> _YOUR TASK_
Line tally for the word "minx": count the lines below that contain it and reply with the number alone.

Stored data
^^^^^^^^

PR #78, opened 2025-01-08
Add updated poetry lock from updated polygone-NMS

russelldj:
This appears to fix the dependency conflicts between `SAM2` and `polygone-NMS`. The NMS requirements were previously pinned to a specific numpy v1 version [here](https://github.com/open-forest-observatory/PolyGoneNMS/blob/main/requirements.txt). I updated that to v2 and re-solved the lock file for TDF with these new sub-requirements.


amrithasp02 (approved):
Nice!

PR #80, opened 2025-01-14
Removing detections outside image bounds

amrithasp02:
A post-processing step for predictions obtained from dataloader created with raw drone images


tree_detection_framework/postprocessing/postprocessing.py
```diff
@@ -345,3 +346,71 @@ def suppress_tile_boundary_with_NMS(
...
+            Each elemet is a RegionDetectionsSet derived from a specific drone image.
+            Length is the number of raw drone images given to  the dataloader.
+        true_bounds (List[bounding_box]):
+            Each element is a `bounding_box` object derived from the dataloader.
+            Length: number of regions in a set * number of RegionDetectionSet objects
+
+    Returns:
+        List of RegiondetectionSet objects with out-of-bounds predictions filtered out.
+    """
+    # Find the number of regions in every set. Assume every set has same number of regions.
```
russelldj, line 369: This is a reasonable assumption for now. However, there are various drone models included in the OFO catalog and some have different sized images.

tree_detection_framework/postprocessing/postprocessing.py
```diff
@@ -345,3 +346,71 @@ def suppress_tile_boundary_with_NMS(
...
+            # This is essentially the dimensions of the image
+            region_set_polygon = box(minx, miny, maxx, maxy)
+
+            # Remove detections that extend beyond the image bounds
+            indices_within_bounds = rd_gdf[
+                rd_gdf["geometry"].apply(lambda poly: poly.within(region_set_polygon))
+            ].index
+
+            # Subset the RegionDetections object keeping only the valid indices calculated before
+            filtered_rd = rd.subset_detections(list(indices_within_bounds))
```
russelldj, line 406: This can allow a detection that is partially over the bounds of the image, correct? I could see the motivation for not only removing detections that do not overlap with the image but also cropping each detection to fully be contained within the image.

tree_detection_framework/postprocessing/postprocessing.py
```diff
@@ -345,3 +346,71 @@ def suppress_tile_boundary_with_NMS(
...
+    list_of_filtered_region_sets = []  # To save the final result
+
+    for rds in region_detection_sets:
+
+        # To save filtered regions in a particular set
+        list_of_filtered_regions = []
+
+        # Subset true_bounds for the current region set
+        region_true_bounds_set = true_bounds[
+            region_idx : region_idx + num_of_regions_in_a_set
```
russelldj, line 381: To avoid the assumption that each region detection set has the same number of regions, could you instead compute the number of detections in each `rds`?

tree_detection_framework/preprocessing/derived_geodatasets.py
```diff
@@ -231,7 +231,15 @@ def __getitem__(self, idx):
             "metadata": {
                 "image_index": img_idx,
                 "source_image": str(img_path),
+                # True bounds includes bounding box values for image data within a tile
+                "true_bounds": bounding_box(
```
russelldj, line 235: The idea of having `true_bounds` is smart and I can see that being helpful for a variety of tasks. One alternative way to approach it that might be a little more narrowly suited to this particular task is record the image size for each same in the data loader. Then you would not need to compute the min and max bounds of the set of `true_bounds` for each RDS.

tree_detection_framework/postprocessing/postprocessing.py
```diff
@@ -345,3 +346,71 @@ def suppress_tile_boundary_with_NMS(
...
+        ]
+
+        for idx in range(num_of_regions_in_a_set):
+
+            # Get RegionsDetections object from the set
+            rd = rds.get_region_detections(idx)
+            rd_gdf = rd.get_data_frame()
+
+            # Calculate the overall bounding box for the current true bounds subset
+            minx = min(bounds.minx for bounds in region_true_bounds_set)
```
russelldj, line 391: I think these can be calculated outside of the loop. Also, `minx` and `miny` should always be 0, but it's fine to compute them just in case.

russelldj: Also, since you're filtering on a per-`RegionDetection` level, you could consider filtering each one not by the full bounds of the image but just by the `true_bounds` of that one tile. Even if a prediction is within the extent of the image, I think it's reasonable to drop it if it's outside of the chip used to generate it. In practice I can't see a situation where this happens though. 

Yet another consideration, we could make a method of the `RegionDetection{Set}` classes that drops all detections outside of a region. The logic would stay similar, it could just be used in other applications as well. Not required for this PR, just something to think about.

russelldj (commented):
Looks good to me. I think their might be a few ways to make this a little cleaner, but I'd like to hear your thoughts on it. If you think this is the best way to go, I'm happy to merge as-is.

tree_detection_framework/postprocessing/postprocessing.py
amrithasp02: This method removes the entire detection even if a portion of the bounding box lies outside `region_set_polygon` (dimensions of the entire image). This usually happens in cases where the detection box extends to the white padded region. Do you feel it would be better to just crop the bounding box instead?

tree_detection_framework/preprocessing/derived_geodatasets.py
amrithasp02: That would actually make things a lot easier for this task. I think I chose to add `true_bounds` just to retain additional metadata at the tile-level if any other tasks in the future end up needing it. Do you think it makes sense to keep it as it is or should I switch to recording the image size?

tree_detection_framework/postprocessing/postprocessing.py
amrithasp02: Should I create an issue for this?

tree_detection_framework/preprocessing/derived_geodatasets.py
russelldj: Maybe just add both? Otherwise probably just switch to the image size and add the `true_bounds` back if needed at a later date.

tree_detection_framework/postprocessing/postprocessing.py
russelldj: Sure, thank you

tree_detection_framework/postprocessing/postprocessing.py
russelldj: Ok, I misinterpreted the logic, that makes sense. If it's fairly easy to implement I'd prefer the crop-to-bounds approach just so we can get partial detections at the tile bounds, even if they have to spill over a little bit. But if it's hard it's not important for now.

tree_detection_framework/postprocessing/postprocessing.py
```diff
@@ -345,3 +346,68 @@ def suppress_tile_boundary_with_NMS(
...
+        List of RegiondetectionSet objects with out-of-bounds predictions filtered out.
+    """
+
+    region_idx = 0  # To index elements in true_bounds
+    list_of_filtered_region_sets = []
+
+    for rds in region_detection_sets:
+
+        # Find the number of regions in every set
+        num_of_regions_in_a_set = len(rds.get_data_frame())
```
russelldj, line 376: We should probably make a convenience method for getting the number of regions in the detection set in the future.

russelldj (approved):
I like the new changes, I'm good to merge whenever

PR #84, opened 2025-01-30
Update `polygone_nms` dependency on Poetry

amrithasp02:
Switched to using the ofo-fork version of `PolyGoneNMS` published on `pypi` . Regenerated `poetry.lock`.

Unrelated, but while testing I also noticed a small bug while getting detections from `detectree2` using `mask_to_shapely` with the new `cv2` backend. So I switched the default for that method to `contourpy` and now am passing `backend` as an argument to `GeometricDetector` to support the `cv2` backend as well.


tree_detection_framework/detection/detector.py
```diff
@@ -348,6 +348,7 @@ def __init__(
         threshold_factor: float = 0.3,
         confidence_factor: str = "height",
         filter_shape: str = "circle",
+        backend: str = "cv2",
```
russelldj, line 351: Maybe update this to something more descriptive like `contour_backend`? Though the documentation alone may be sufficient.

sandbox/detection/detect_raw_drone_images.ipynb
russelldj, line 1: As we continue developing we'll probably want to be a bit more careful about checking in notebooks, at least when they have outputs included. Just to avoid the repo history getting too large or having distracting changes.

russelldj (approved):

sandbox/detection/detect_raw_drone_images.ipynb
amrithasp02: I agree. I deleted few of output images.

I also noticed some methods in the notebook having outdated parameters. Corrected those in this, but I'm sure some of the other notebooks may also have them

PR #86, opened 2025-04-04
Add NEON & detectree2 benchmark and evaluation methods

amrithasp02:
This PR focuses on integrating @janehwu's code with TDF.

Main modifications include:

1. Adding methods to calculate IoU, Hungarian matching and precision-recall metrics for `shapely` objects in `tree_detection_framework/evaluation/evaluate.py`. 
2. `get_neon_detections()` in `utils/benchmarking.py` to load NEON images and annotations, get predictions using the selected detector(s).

^^^^^^^^

> _ANSWER_
3